For the first time in what seemed like weeks, sunlight glinted off the granite steps of the Jackson County Courthouse as Jonathan Harmon and two members of his legal team burst through the doors and outside. Grinning, their dress shoes clattering and blazers flapping, they raced toward 12th Street like stir-crazy kids ditching school.
For four weeks in Circuit Judge Jay A. Daugherty’s fifth-floor courtroom, Harmon had worn the serious face that corporate litigation necessitates. Harmon, a lawyer with McGuireWoods LLP, represents Premium Standard Farms, a pork manufacturer that owns large-scale confined-animal feeding operations (CAFOs) in northern Missouri. It was Harmon’s job to convince a jury that the stench created by 80,000 hogs living on PSF’s Homan Farm in Gentry County, Missouri, was just part of normal country living.
Harmon’s opponents contend that the stench is a life-altering nuisance to 15 family farmers who live within a mile and a half of the swine facility.
PSF’s lawyers were excited because, on that sunny day, the jury was going on a field trip. A bus would take the jury to Berlin, Missouri, past the homes of each plaintiff and the neighboring hog farm. The purpose was to give the jurors a sense of the properties’ proximity, not to detect hog odor — Daugherty had ruled that the bus’s windows stay sealed and its air vents kept closed.

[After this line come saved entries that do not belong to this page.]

PR #4245, opened 2024-02-28
Prevent `pkg_resources._find_adapter` from ever returning `None`

Avasam:
## Summary of changes

Prevent `pkg_resources._find_adapter` from ever returning `None`, whilst keeping the exact same public API behaviour (the message of the error changes, but the error will be the same).
Doesn't immediately fix anything, but will be necessary to type-check `pkg_resources` w/o errors, which will be needed to validate annotations from merging typeshed stubs.

### Pull Request Checklist
- [x] Changes have tests (all existing test should pass as-is, type-checking tests are coming in a different PR)

[PR docs]:

### DIFF
--- a/pkg_resources/__init__.py
+++ b/pkg_resources/__init__.py
@@ -3207,7 +3207,9 @@ def _find_adapter(registry, ob):
     for t in types:
         if t in registry:
             return registry[t]
-    return None
+    # _find_adapter would previously return None, and immediatly be called.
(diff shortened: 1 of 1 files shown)


abravalheri:
I see... Previously you would have a situation like:

```python
finder = _find_adapter(_distribution_finders, importer) # previously could return `None`
return finder(importer, path_item, only)  # `None` is not callable, so this can raise `TypeError`
```

In the end of the day there is a `TypeError` anyway... So it should be fine.

Thank you very much @Avasam.

PR #4729, opened 2024-11-04
Fix formatting and imports for Python 3.9

cdce8p:
## Summary of changes
Small PR to fix CI tests.

### DIFF
--- a/setuptools/_importlib.py
+++ b/setuptools/_importlib.py
@@ -1,12 +1,7 @@
+import importlib.resources as resources  # noqa: F401
 import sys
 
 if sys.version_info < (3, 10):
     import importlib_metadata as metadata  # pragma: no cover
 else:
     import importlib.metadata as metadata  # noqa: F401
-
-
-if sys.version_info < (3, 9):
-    import importlib_resources as resources  # pragma: no cover
-else:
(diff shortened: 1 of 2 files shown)


abravalheri:
Thanks, @cdce8p. This has some overlaps with https://github.com/pypa/setuptools/pull/4718, but I think that trying to keep all the PRs strictly separated by topic is showing up to be tricky.

setuptools/_importlib.py
```diff
@@ -1,12 +1,7 @@
...
 if sys.version_info < (3, 10):
     import importlib_metadata as metadata  # pragma: no cover
 else:
     import importlib.metadata as metadata  # noqa: F401
-
-
-if sys.version_info < (3, 9):
-    import importlib_resources as resources  # pragma: no cover
-else:
-    import importlib.resources as resources  # noqa: F401
```
abravalheri, line 12: I think that if we don't do this change, we might be able to keep the PRs thematically separated... let me see if we can do that.

abravalheri:
Thank you, I have manually merged this one with some changes: https://github.com/pypa/setuptools/commit/7a298d9abd05d02d89021f08cd2bb36bcca9952b.

PR #4742, opened 2024-11-09
Add support for windmc compiling routine

raedrizqie:
## Summary of changes

Needed for compiling `pywin32` modules


abravalheri:
Hi @raedrizqie thank you very much for the contribution.

I am afraid that in the `pypa/setuptools` repository we don't modify the files `setuptools/_distutils` directory directly. Instead, the directory is merged from the https://github.com/pypa/distutils repository periodically.

It is probably best to propose and discuss your change in the `pypa/distutils` repo.

raedrizqie:
I see.. Thanks for the reply.

PR #4744, opened 2024-11-10
ANN204 (missing return type for special methods) autofixes

Avasam:
## Summary of changes

Based on https://github.com/pypa/setuptools/pull/4736, so merge that one first.

Step 6.2 of https://github.com/pypa/setuptools/issues/2345#issuecomment-1627561833

This will produce many type issues that need to be resolved. I'll do that in other PRs and keep this as draft in the mean time.

### Pull Request Checklist
- [x] Changes have tests (type checkers, and this increases static type-checking coverage)
- [x] News fragment added in [`newsfragments/`]. (not public facing yet)

[PR docs]:


setuptools/command/bdist_egg.py
```diff
@@ -262,6 +266,8 @@ def zap_pyfiles(self):
 
                     pattern = r'(?P<name>.+)\.(?P<magic>[^.]+)\.pyc'
                     m = re.match(pattern, name)
+                    # We shouldn't ind any non-pyc files in __pycache__
+                    assert m is not None
```
Avasam, line 270: Not strictly an annotation change, but I included it here because it didn't feel worth doing a PR just for this

setuptools/command/bdist_egg.py
```diff
@@ -262,6 +266,8 @@ def zap_pyfiles(self):
 
                     pattern = r'(?P<name>.+)\.(?P<magic>[^.]+)\.pyc'
                     m = re.match(pattern, name)
+                    # We shouldn't find any non-pyc files in __pycache__
+                    assert m is not None
```
Avasam, line 270: Not strictly an annotation change, but I included it here because it didn't feel worth doing a PR just for this

setuptools/command/bdist_wheel.py
```diff
@@ -369,7 +369,7 @@ def get_tag(self) -> tuple[str, str, str]:
             )
         return tag
 
-    def run(self) -> None:
+    def run(self):
```
Avasam: I opted out of annotating this specific `run` in this PR for the same reason I didn't do `initialize_options`.

(not I'm commenting on a specific commit, this PR doesn't remove any return annotation)

setuptools/config/expand.py
```diff
@@ -414,7 +414,7 @@ def _get_package_dir(self) -> Mapping[str, str]:
         return {} if pkg_dir is None else pkg_dir
 
     @property
-    def package_dir(self) -> Mapping[str, str]:
+    def package_dir(self) -> LazyMappingProxy[str, str]:
```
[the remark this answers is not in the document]
Avasam:
```suggestion
    def package_dir(self) -> Mapping[str, str]:
```

setuptools/__init__.py
```diff
@@ -108,11 +108,12 @@ def _fetch_build_eggs(dist: Distribution):
         raise
 
 
-def setup(**attrs):
+def setup(**attrs) -> Distribution:
     logging.configure()
     # Make sure we have any requirements needed to interpret 'attrs'.
     _install_setup_requires(attrs)
-    return distutils.core.setup(**attrs)
+    # Override return type of distutils.core.Distribution with setuptools.dist.Distribution
```
abravalheri, line 115:
```suggestion
    # Override return type of distutils.core.Distribution with setuptools.dist.Distribution
    # (implicitly implemented via `setuptools.monkey.patch_all`).
```

This is just an optional clarification note. Not necessarily you need to act on that, only if you are planning to change the comments/ignores in `develop` (I can add it locally later, ).

abravalheri: In principle, we could modify those comments for clarity but possibly not in this PR?

I think there is also a subtle difference between the definition inside of a `Command` class and inside the `setup()` function:

For the command classes, the `Distribution` object is passed in as an [argument to the constructor](https://github.com/pypa/setuptools/blob/main/setuptools/_distutils/cmd.py#L89), so there is no direct patching of type of the given object `Distribution` itself[^1]. It is a "dependency injection" kind of situation, the object simply preserves the same type it had when it was passed in. Possibly that could be co-variant but I guess it would be impossible to satisfy static analysis given that `distutils.core.Distribution` is patched somewehere else in runtime?

On the other hand, inside `setup(...)` we are directly forwarding the call to `distutils.core.setup(...)`, so I think that the comment helps to understand the "misterious runtime behaviour", when it is expected that `distutils.core.setup(...)` should return the `distutils` version of `Distribution` (but in runtime it does not).

[^1]: Despite `distutils.cmd.Distribution` being patched, note how that [module](https://github.com/pypa/setuptools/blob/main/setuptools/_distutils/cmd.py) only uses `Distribution` for dynamic checks but never instantiate an object.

While the jury rode around Gentry County, another group of citizens would sit around a table at Dunk’s Deli, a few blocks west of the courthouse on 12th Street. They, too, were deliberating the facts of the case. These were shadow jurors. PSF had installed them in the gallery during the trial in order to gauge how effective the plaintiffs’ arguments were.
PSF, which has used its pork-manufacturing profits to influence industry-favorable legislation and to fund industry-favorable science, had once again managed to convince people to see things its way. In two hours, the shadow jury returned the verdict that Harmon wanted to hear: Premium Standard Farms was not guilty of creating an odor nuisance.
Unfortunately for PSF, this wasn’t the jury that mattered.
The trial began February 3 of this year, and the shadow jury had been there from the start. Most onlookers assumed that the people furiously scribbling notes on the defendant’s side of the courtroom were law students or reporters.
Daugherty tells The Pitch that attorneys aren’t required to notify him when a shadow jury is present. In his 19 years on the bench in Division 13, he has rarely seen one. “I would assume they are very expensive and obviously time-consuming,” he says.
The weekend before the PSF trial’s start, employees for a company called Nolan Research made cold calls to Jackson County residents and said they were looking for people to participate in a market-research project. About 50 recruits who’d been promised $50 each went to a meeting at the Embassy Suites hotel near Westport. At the hotel, each was given a questionnaire to fill out and a nondisclosure agreement to sign. On February 2, 13 people received telephoned instructions to show up at the Jackson County Courthouse at 8 a.m. the next morning.
The shadow jurors entered the courtroom at the same time as the real jury and were ushered to the defendants’ side of the gallery. They had been instructed not to speak to anyone except one another, which is why those who were interviewed by The Pitch requested that their identities be kept confidential.
An older man with sloping shoulders and quick, darting eyes — the shadow jurors knew him as “Jack” — was the enforcer. During breaks, the shadow jurors were herded into an isolated corner of the fifth-floor hallway. If one of the men had to use the restroom, Jack went with him. Women shadow jurors went in pairs. Any who missed a day of the trial were kicked off the project. Each night, they were expected to wait by the phone for a call from L&E Research, a company based in Raleigh, North Carolina. The caller would survey their opinions of the day’s proceedings.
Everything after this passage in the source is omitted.